[[ DATA SHOWN open ]]
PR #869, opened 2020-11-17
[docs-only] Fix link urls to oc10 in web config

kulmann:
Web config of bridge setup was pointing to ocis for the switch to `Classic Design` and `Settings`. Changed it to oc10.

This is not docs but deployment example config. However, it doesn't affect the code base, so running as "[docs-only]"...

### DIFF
[[ DATA SHOWN closed ]]
[[ DATA SHOWN open ]]
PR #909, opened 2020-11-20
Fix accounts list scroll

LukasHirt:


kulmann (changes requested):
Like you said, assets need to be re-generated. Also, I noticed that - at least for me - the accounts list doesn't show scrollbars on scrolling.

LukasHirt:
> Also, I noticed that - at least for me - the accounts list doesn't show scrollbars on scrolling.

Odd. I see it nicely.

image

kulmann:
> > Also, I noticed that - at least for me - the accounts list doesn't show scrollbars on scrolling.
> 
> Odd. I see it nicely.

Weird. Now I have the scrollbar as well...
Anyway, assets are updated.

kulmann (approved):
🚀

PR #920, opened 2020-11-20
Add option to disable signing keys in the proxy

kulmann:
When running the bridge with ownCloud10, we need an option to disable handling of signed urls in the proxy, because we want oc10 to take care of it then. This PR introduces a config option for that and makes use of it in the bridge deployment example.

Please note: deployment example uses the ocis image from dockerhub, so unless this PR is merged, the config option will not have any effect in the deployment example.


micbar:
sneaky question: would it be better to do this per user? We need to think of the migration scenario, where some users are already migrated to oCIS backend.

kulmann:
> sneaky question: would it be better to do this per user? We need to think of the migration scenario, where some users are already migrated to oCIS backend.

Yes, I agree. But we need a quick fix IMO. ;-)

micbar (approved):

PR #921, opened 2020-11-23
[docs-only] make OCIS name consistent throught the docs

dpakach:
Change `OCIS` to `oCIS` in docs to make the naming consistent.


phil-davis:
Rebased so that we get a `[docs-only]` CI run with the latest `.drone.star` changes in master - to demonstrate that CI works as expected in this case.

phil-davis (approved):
[[ DATA SHOWN closed ]]
Count the lines of the data that hold the word "have". Report the count and nothing more.

- EXERCISE OUTPUT -
2